** Your assignment **
Set out exactly, line by line, the stretch of data below that begins at the line containing "Small translation tweaks" and ends at the line containing "- If Translation", with both ends kept.

** Stored items **
· · · ·

PR #1419, opened 2025-07-28
Small translation tweaks

cdrini:
- Creates a new option to control what experiments are enabled
- Uses @pezvi 's proper icon for experiments


schu96:
Looks good to me!

PR #1422, opened 2025-08-13
Switch to internetarchive fork of bergamot package to set workerUrl

cdrini:


schu96:
@cdrini Looks good to me!

PR #1423, opened 2025-08-13
Remove some unused translations code

cdrini:


schu96:
Thanks for catching this, forgot to trim this part out after we pivoted to the Bergamot module

PR #1430, opened 2025-08-20
Translation Plugin integration with TTS plugin

schu96:
General improvements for Translate Plugin:
- Checks original work's translation language and sets that as the `from` language if metadata includes language
- Add button in translation sidebar that allows users to trigger the start of translation

Implemented functionality between Translation and TTS plugin 
- If Translation plugin is active, will automatically select the `translate to` language for TTS
- Highlight currently read paragraph element (currently does not have the ability to read line by line similarly to the original functionality)
- Re-render voices menu if translation is toggled on or off.


src/plugins/translate/plugin.translate.js
```diff
@@ -43,7 +44,16 @@ export class TranslatePlugin extends BookReaderPlugin {
...
 
+  /**
+   * @type {boolean} userToggleTranslate - Checks if user has initiated translation
+   * Should synchronize with the state of TranslationManager's active state
+   */
+  userToggleTranslate;
+
   async init() {
+    const currentLanguage = toISO6391(this.br.options.bookLanguage.replace(/[.,/#!$%^&*;:{}=\-_`~()]/g, ""));
+    this.langFromCode = currentLanguage ?? "en";
```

· · · ·

** Answer below **
Small translation tweaks

cdrini:
- Creates a new option to control what experiments are enabled
- Uses @pezvi 's proper icon for experiments


schu96:
Looks good to me!

PR #1422, opened 2025-08-13
Switch to internetarchive fork of bergamot package to set workerUrl

cdrini:


schu96:
@cdrini Looks good to me!

PR #1423, opened 2025-08-13
Remove some unused translations code

cdrini:


schu96:
Thanks for catching this, forgot to trim this part out after we pivoted to the Bergamot module

PR #1430, opened 2025-08-20
Translation Plugin integration with TTS plugin

schu96:
General improvements for Translate Plugin:
- Checks original work's translation language and sets that as the `from` language if metadata includes language
- Add button in translation sidebar that allows users to trigger the start of translation

Implemented functionality between Translation and TTS plugin 
- If Translation plugin is active, will automatically select the `translate to` language for TTS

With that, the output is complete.